**Exercise description**: Could you please repeat the data below word for word?

-- Data under study follows --

PR #577, opened 2015-10-02
Fix various scrolling issues. Add scrolling to the canvas in all_widgets. Changed WidgetMatrix. Added Range and Rect. Improved `set_widget` order. (See comments and commits for deets).

### LINKED ISSUE #578: Make `WidgetMatrix` an actual `Widget`
Rather than requiring the user to use public `WidgetId`s for each widget in the `WidgetMatrix`, have the `WidgetMatrix` pass its own unique `NodeIndex`s to the widget via the closure arguments.

This should also fix its scrolling behaviour.

mitchmindtree:
**WIP** (don't merge just yet)

- [x] Consider relative positioning properly in scroll_offset calculation.
- [x] Fix horizontal scrolling.
- [x] Make `WidgetMatrix` an actual `Widget` (which will fix its scroll behaviour). Closes #578.
    ~~- Turns out `impl`ing `Widget` for `WidgetMatrix` requires moving the `<C>` generic from the `update` method to the `Widget` trait itself. This is because `WidgetMatrix` holds some closure that has a `UiCell<C>` as an arg, and the C must match the same C given by the `UiCell<C>` passed to the update. I've been hoping to avoid this (mainly just because `Widget` trait looked so pretty without generic params) but it does make logical sense to make the change... so I might as well make the change along with this PR also.~~
- [x] In `set_widget`, update the widget's cached xy coords and dimensions before `Widget::update` is called, so that child widgets can correctly calculate scroll offset when set within `Widget::update`.
    - [x] Calculate `kid_area` prior to calling `Widget::update`
    - [x] Calculate the scrolling prior to calling `Widget::update`
    - [x] Split the `Graph::update_widget` method into `Graph::pre_update_cache` and `Graph::post_update_cache`. This will allow us to cache information about a widget necessary for the child widgets *prior* to calling `Widget::update` (in which child widgets are `set`).
~~- [ ] Move `CharacterCache` generic from `Widget::update` method to the `Widget` trait itself.~~
- [x] Fix issue where the scroll Bar's max_offset is slightly short when visible area is initially outside of the kids' bounding box.
- [x] Fix scrolling behaviour for floating widgets' children.
- [x] Fix bug causing canvas.rs initial scroll offset to be out of bounds.
- [x] Fix issue introduced in prev commit where Tabs kid area seems to be incorrect.

### DIFF
--- a/Cargo.toml
+++ b/Cargo.toml
@@ -1,7 +1,7 @@
 [package]
 
 name = "conrod"
-version = "0.19.0"
+version = "0.20.0"
 authors = [
     "Mitchell Nordine <mitchell.nordine@gmail.com>",
     "Sven Nilsen <bvssvni@gmail.com>"
@@ -22,16 +22,16 @@ path = "./src/lib.rs"
 
 
 [dependencies]
-bitflags = "*"
+bitflags = "0.3.2"
 clock_ticks = "0.0.6"
 elmesque = "0.9.0"
 json_io = "0.1.2"
 petgraph = "0.1.10"
 pistoncore-input = "0.8.0"
 piston2d-graphics = "0.10.0"
-num = "*"
-rand = "*"
-rustc-serialize = "*"
+num = "0.1.27"
+rand = "0.3.11"
+rustc-serialize = "0.3.16"
 vecmath = "0.2.0"
 
 [dev-dependencies]
--- a/examples/all_widgets.rs
+++ b/examples/all_widgets.rs
@@ -48,6 +48,7 @@ use piston::event_loop::{Events, EventLoop};
 use piston::input::{RenderEvent};
 use piston::window::{WindowSettings, Size};
 
+
 type Ui = conrod::Ui<GlyphCache<'static>>;
 
 /// This struct holds all of the variables used to demonstrate
@@ -128,6 +129,7 @@ impl DemoApp {
     }
 
 }
+
 
 fn main() {
     let opengl = OpenGL::V3_2;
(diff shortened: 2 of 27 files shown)


mitchmindtree:
Just thought I'd mention this is one of those PRs that leaks into a lot of areas - I'll be constantly editing the points to address in the original comment, and will be sure to rename the title if necessary before merging.

bvssvni:
I'm waiting with updating dependencies until this get merged.

mitchmindtree:
@bvssvni sorry I'm taking so long, getting this scrolling behaviour logic right is proving to be incredibly tricky. Feel free to update, I don't mind merging with your changes if I'm not done in time :+1:

mitchmindtree:
FINALLY!

Lots of improvements in this, namely:
- Scrolling should now work properly when the initial view rect is outside the kids bounds.
- Added scrolling to the main canvas in the all_widgets example, so if you resize the window smaller, the canvas becomes scrollable automatically.
- Add `Range` and `Rect` positioning types to make it easier to reason about widget placement, padding, etc, etc. Also updated widget `update` method to take a `rect` arg rather than `xy` and `dim` separately, however many still aren't utilising its functionality to the best potential (everything works though, so not a big deal).
- Improved the order in which the huge, imperative `set_widget` function does everything! The biggest breakthrough was splitting the cache update into "pre-`Widget::udpate`" and "post-`Widget::update`" stages. This way, `Widget::update` can be used to instantiate children widgets while having the latest parent widget information available, rather than being a frame behind which was causing positional stutter (especially when scrolling) and slow reactions.
- Moved `WidgetMatrix` to the position module and called it `PositionMatrix`. Added a new `WidgetMatrix` type that actually implements `Widget`, and allows for generating a matrix of a single type of `Widget` by automatically positioning/sizing them and delegating each a unique ID.

mitchmindtree:
Now uploaded to crates.io as **0.20.0**.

-- Data under study concluded --

**Response**:
PR #577, opened 2015-10-02
Fix various scrolling issues. Add scrolling to the canvas in all_widgets. Changed WidgetMatrix. Added Range and Rect. Improved `set_widget` order. (See comments and commits for deets).

### LINKED ISSUE #578: Make `WidgetMatrix` an actual `Widget`
Rather than requiring the user to use public `WidgetId`s for each widget in the `WidgetMatrix`, have the `WidgetMatrix` pass its own unique `NodeIndex`s to the widget via the closure arguments.

This should also fix its scrolling behaviour.

mitchmindtree:
**WIP** (don't merge just yet)

- [x] Consider relative positioning properly in scroll_offset calculation.
- [x] Fix horizontal scrolling.
- [x] Make `WidgetMatrix` an actual `Widget` (which will fix its scroll behaviour). Closes #578.
    ~~- Turns out `impl`ing `Widget` for `WidgetMatrix` requires moving the `<C>` generic from the `update` method to the `Widget` trait itself. This is because `WidgetMatrix` holds some closure that has a `UiCell<C>` as an arg, and the C must match the same C given by the `UiCell<C>` passed to the update. I've been hoping to avoid this (mainly just because `Widget` trait looked so pretty without generic params) but it does make logical sense to make the change... so I might as well make the change along with this PR also.~~
- [x] In `set_widget`, update the widget's cached xy coords and dimensions before `Widget::update` is called, so that child widgets can correctly calculate scroll offset when set within `Widget::update`.
    - [x] Calculate `kid_area` prior to calling `Widget::update`
    - [x] Calculate the scrolling prior to calling `Widget::update`
    - [x] Split the `Graph::update_widget` method into `Graph::pre_update_cache` and `Graph::post_update_cache`. This will allow us to cache information about a widget necessary for the child widgets *prior* to calling `Widget::update` (in which child widgets are `set`).
~~- [ ] Move `CharacterCache` generic from `Widget::update` method to the `Widget` trait itself.~~
- [x] Fix issue where the scroll Bar's max_offset is slightly short when visible area is initially outside of the kids' bounding box.
- [x] Fix scrolling behaviour for floating widgets' children.
- [x] Fix bug causing canvas.rs initial scroll offset to be out of bounds.
- [x] Fix issue introduced in prev commit where Tabs kid area seems to be incorrect.

### DIFF
--- a/Cargo.toml
+++ b/Cargo.toml
@@ -1,7 +1,7 @@
 [package]
 
 name = "conrod"
-version = "0.19.0"
+version = "0.20.0"
 authors = [
     "Mitchell Nordine <mitchell.nordine@gmail.com>",
     "Sven Nilsen <bvssvni@gmail.com>"
@@ -22,16 +22,16 @@ path = "./src/lib.rs"
 
 
 [dependencies]
-bitflags = "*"
+bitflags = "0.3.2"
 clock_ticks = "0.0.6"
 elmesque = "0.9.0"
 json_io = "0.1.2"
 petgraph = "0.1.10"
 pistoncore-input = "0.8.0"
 piston2d-graphics = "0.10.0"
-num = "*"
-rand = "*"
-rustc-serialize = "*"
+num = "0.1.27"
+rand = "0.3.11"
+rustc-serialize = "0.3.16"
 vecmath = "0.2.0"
 
 [dev-dependencies]
--- a/examples/all_widgets.rs
+++ b/examples/all_widgets.rs
@@ -48,6 +48,7 @@ use piston::event_loop::{Events, EventLoop};
 use piston::input::{RenderEvent};
 use piston::window::{WindowSettings, Size};
 
+
 type Ui = conrod::Ui<GlyphCache<'static>>;
 
 /// This struct holds all of the variables used to demonstrate
@@ -128,6 +129,7 @@ impl DemoApp {
     }
 
 }
+
 
 fn main() {
     let opengl = OpenGL::V3_2;
(diff shortened: 2 of 27 files shown)


mitchmindtree:
Just thought I'd mention this is one of those PRs that leaks into a lot of areas - I'll be constantly editing the points to address in the original comment, and will be sure to rename the title if necessary before merging.

bvssvni:
I'm waiting with updating dependencies until this get merged.

mitchmindtree:
@bvssvni sorry I'm taking so long, getting this scrolling behaviour logic right is proving to be incredibly tricky. Feel free to update, I don't mind merging with your changes if I'm not done in time :+1:

mitchmindtree:
FINALLY!

Lots of improvements in this, namely:
- Scrolling should now work properly when the initial view rect is outside the kids bounds.
- Added scrolling to the main canvas in the all_widgets example, so if you resize the window smaller, the canvas becomes scrollable automatically.
- Add `Range` and `Rect` positioning types to make it easier to reason about widget placement, padding, etc, etc. Also updated widget `update` method to take a `rect` arg rather than `xy` and `dim` separately, however many still aren't utilising its functionality to the best potential (everything works though, so not a big deal).
- Improved the order in which the huge, imperative `set_widget` function does everything! The biggest breakthrough was splitting the cache update into "pre-`Widget::udpate`" and "post-`Widget::update`" stages. This way, `Widget::update` can be used to instantiate children widgets while having the latest parent widget information available, rather than being a frame behind which was causing positional stutter (especially when scrolling) and slow reactions.
- Moved `WidgetMatrix` to the position module and called it `PositionMatrix`. Added a new `WidgetMatrix` type that actually implements `Widget`, and allows for generating a matrix of a single type of `Widget` by automatically positioning/sizing them and delegating each a unique ID.

mitchmindtree:
Now uploaded to crates.io as **0.20.0**.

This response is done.